# MMMM Puzzle



## rwyoung (Aug 3, 2008)

Still too hot to do much out in the shop (garage) but I can do small stuff. This is a four piece puzzle. The four pieces are the same shape but too tall and too wide to fit inside the box unless placed just right. The trick to making the puzzle is getting the puzzle pieces and the inside dimensions of the box just right.

The box is white oak with walnut splines. The puzzle pieces are white oak veneer (quarter sawn) over plywood. In one photo you see a bloodwood veneered puzzle piece, I'm making a second set.

I still need to make a lid for the box but its just to dang hot out there now!

Finish on the pieces consists of three coats of amber shellac followed up by sanding to 600 then some paste wax. 

And just for giggles, I did the veneering using hot hide glue and a technique called hammer veneering. No clamps, no cauls, no veneer press required. 


p.s. After it cooled down a bit I went back out and made a lid. The underside of the lid has two additional layers so that it fits inside the box walls and you have no other way to close it cleanly unless the pieces are in the right configuration.

In the last photo you can see what is NOT a solution to the puzzle.


----------



## rcp612 (Oct 22, 2008)

That is great. Looks great and a great piece. I've never seen anything like that.
If I'm seeing this right though, all 4 pieces have to into the box at the same time, right?
Keep up the god work, I appreciate seeing things like this.


----------



## TwoSkies57 (Feb 23, 2009)

Rob..

what did you think of that whole hide glue and hammering technique?


----------



## rwyoung (Aug 3, 2008)

TwoSkies57 said:


> Rob..
> 
> what did you think of that whole hide glue and hammering technique?


Easy. I've done it a few times now. Made a veneer hammer a while back. Just spread out some newspaper 'cause you WILL be making a mess.

After it is all dry I just hit it with the card scraper and trim the edges true. 

I bought a small $10 electric kettle from Target for my glue pot. Inside I have a glass jar with a screw-on plastic lid. A little experimenting and testing with a thermometer and I know where I need to set the kettle thermostat to keep my glue around 140F. I can screw on the lid and store my glue in the fridge between sessions. A pinch of salt in the glue increases the open time (at a small cost of strength) and a few drops of bleach keep inhibit mold growth.

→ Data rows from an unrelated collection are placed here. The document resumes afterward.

PR #127, opened 2017-05-15
clean up CMakeLists.txt and op25_repeat includes

nkwood:
- previous fix for Arch linux forced pthreads flag, this lets CMake handle it as needed
- if op25 was installed on system, trunk-recorder headers would pickup system version rather than local and compile would fail if versions were different
- also adds .vscode to .gitignore

### DIFF
--- a/.gitignore
+++ b/.gitignore
@@ -24,3 +24,4 @@ ChanList.csv
 .DS_Store
 .idea/
 cmake-build-debug/
+.vscode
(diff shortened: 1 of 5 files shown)


nkwood:
Actually this appears to break some stuff, I'm going to close this until I investigate further.

robotastic:
Actaully - if you are able to rebaseline off of the status-socket branch, that would be aswesome. I tried to consolidate the libraries to make things a little easier to manage.

PR #276, opened 2016-04-11
Don't try to be responsive

nono:


kosssi:
why ?

frankrousseau:
Same remark @nono. Can you add more explanation to your PR (why and what is changed)?

nono:
It makes things look weird on desktop. The menu takes the full screen and is not something usual on desktop.

nono:
Travis is in a bad day. Many tests had timeout. I've restarted them.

I test the glue before using it with the "pinch test".

I've also got a small vacuum bag from RoarRocket. It works great for non-hammered veneering tasks so long as they are small.


----------



## kp91 (Sep 10, 2004)

Rob, 

Was the puzzle your own design, or is it a plan from somewhere?


----------



## rwyoung (Aug 3, 2008)

kp91 said:


> Rob,
> 
> Was the puzzle your own design, or is it a plan from somewhere?


It is a design by Hirokazu Iwasawa http://home.r01.itscom.net/iwahiro/main/eng_contents/eng_intro.html#mmmmpuzlle_page and is sold commercially by him and others.

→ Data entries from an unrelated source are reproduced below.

PR #318, opened 2016-05-12
Handle device removed

nono:


gui/app/ports.js
```diff
@@ -10,28 +9,26 @@ const pkg = remote.require('./package.json')
...
+    return `${err}`
+  }
+}
 
 const init = () => {
   elmectron.ports.folder.send(defaultDir)
+  elmectron.ports.version.send(pkg.version)
 }
-init()
+setTimeout(init, 10)
```
kosssi: Why you don't make the `init()` on the bottom of the file?

nono: It doesn't change anything. Elm is loaded asynchronously (I think with a `setimediate`).

PR #350, opened 2016-05-25
Fix unlink (bis)

nono:


kosssi:
the build is failed

nono:
I've restarted the build for node 5 (it looks like a temporary error caused by a slowdown of travis)

PR #378, opened 2016-06-17
Use pouchdb-server instead of couchdb for OSX

nono:
The OSX image for travis has no couchdb, and building Couchdb from brew often fails on travis. This is a try to use pouchdb-server instead of couchdb for integration tests on travis for OSX.


nono:
Well, cradle is not compatible with pouchdb-server (`CouchError: bad_request: only_multipart_accepted`)...

PR #412, opened 2016-07-29
Improve the start synchronisation sequence

nono:


src/local/watcher.coffee
```diff
@@ -140,9 +146,13 @@ class LocalWatcher
             else                    "file"
         return [mimeType, fileClass]
 
-    # Get checksum for given file
+    # Put a checksum computation in the queue
     checksum: (filePath, callback) ->
```
kosssi: This function is not used. You can delete it?

nono: The function is used in other files. But, I can use it above.

PR #415, opened 2016-07-29
Fix CSS for errors in wizard

nono:


gui/styles/_wizard.styl
```diff
@@ -148,9 +148,13 @@
...
+  &.step-error .folder__selector
+    background-color: lighten(red, 30%)
 
   .btn
     color #9164F5
 
 .step-error
   background-color red
+  .btn
+    color red
```
kosssi: it's not a problem background and font are red?

nono: Nope. The background of the page is red, and on this page, the button is white with font in red.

I found it in "Puzzle Projects for Woodworkers" by Allan J. Boardman. Picked up a copy through inter-library loan. Had the book a while back and made lots of notes to work from.

Even with plans, you will be doing some fine tuning of the shapes to make sure everything fits properly.


----------



## harrysin (Jan 15, 2007)

Well done Rob., your patience and workmanship are inspiring.


----------



## kp91 (Sep 10, 2004)

rwyoung said:


> It is a design by Hirokazu Iwasawa http://home.r01.itscom.net/iwahiro/main/eng_contents/eng_intro.html#mmmmpuzlle_page and is sold commercially by him and others.
> 
> I found it in "Puzzle Projects for Woodworkers" by Allan J. Boardman. Picked up a copy through inter-library loan. Had the book a while back and made lots of notes to work from.
> 
> Even with plans, you will be doing some fine tuning of the shapes to make sure everything fits properly.


Thanks!


----------



## rwyoung (Aug 3, 2008)

harrysin said:


> Well done Rob., your patience and workmanship are inspiring.


Takes longer to solve than to make...


----------